** Data shown follows **

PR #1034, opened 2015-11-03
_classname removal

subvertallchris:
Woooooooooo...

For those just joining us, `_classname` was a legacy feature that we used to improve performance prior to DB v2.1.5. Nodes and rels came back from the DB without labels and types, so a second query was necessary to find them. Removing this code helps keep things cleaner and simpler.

** End of Data shown **
** Data shown follows **

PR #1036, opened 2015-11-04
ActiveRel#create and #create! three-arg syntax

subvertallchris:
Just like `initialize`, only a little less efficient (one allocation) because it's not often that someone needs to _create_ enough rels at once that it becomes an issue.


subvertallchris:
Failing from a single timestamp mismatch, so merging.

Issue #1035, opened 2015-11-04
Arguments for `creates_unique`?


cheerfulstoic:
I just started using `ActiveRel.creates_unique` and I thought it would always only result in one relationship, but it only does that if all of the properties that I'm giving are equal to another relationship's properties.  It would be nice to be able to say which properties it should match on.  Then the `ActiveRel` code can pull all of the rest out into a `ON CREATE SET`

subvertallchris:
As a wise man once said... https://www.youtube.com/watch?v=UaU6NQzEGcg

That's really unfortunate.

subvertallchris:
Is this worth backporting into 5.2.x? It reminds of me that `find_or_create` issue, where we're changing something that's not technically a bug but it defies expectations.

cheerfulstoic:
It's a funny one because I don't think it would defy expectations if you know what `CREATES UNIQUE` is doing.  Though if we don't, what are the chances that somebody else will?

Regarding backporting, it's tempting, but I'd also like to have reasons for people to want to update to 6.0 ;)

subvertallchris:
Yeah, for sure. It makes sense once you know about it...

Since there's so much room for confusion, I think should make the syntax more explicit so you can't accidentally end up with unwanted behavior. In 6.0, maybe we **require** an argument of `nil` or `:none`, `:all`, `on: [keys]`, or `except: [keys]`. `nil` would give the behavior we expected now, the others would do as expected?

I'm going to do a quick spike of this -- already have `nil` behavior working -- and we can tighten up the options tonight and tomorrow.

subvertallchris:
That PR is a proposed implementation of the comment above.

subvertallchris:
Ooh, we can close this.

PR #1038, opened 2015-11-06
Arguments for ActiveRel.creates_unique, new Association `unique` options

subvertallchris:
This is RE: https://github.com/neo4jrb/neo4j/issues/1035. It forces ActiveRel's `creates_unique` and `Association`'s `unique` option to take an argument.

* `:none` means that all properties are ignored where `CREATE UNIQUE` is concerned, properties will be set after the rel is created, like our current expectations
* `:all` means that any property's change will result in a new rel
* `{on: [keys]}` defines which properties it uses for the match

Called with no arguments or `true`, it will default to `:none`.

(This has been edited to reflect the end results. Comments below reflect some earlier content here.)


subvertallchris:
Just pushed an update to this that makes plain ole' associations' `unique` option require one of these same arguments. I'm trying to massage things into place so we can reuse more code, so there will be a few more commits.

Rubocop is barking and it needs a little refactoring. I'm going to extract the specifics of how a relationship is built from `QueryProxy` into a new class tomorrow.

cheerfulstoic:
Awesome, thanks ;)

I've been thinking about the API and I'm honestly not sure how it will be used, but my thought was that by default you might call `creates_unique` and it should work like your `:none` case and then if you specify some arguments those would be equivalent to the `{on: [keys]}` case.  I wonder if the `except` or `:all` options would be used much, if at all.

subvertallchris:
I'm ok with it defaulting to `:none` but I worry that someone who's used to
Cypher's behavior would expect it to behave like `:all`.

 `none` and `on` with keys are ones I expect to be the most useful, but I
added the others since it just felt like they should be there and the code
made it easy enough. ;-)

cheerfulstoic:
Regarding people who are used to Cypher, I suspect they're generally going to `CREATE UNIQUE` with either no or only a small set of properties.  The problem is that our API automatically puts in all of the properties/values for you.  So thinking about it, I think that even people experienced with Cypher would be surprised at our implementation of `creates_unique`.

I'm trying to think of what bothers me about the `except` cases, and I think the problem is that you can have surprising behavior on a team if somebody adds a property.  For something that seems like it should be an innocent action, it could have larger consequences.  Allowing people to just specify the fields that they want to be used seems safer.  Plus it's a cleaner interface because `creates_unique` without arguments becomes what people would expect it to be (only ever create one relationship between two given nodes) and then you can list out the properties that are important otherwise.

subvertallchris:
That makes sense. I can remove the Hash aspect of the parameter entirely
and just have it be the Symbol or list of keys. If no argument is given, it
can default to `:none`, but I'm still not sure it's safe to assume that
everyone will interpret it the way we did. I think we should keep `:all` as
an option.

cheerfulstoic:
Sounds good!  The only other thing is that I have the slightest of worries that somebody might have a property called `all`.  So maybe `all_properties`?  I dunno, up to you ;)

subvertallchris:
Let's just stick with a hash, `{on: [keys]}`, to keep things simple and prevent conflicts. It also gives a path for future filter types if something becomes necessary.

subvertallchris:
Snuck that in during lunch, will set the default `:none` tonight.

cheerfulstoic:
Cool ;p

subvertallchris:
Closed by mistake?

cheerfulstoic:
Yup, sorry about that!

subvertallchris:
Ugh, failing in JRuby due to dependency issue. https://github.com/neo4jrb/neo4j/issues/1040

** End of Data shown **
** Data shown follows **

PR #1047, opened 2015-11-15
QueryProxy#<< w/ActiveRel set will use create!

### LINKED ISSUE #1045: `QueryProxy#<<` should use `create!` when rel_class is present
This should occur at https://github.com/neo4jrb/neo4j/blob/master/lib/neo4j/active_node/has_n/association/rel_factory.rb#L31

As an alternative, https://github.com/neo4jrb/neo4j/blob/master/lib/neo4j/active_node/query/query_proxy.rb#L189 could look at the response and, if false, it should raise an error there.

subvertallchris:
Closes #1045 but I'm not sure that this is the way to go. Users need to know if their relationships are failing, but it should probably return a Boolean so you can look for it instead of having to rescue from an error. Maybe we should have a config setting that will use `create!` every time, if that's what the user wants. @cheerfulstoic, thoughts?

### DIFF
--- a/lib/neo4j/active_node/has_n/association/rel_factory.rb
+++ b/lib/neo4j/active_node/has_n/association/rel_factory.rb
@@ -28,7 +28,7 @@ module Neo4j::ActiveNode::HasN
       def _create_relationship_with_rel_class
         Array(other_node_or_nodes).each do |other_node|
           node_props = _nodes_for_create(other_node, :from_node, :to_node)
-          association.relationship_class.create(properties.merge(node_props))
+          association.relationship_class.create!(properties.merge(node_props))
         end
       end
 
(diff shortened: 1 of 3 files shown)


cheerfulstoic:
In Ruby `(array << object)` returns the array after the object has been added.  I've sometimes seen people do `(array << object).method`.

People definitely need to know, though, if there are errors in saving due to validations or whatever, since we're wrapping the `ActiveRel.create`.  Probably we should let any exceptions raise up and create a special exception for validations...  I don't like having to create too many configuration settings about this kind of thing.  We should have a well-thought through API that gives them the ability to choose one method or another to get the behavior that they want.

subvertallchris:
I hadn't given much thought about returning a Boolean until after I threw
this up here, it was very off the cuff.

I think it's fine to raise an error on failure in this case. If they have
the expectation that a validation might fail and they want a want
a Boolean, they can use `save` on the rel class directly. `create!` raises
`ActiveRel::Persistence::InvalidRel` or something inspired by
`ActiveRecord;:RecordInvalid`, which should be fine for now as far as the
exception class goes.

** End of Data shown **

» What is needed: Reproduce exactly, and with no other material, the lines between those holding "Arguments for ActiveRel.creates_unique, new" and "our current expectations", inclusive.

» Finished exercise:
Arguments for ActiveRel.creates_unique, new Association `unique` options

subvertallchris:
This is RE: https://github.com/neo4jrb/neo4j/issues/1035. It forces ActiveRel's `creates_unique` and `Association`'s `unique` option to take an argument.

* `:none` means that all properties are ignored where `CREATE UNIQUE` is concerned, properties will be set after the rel is created, like our current expectations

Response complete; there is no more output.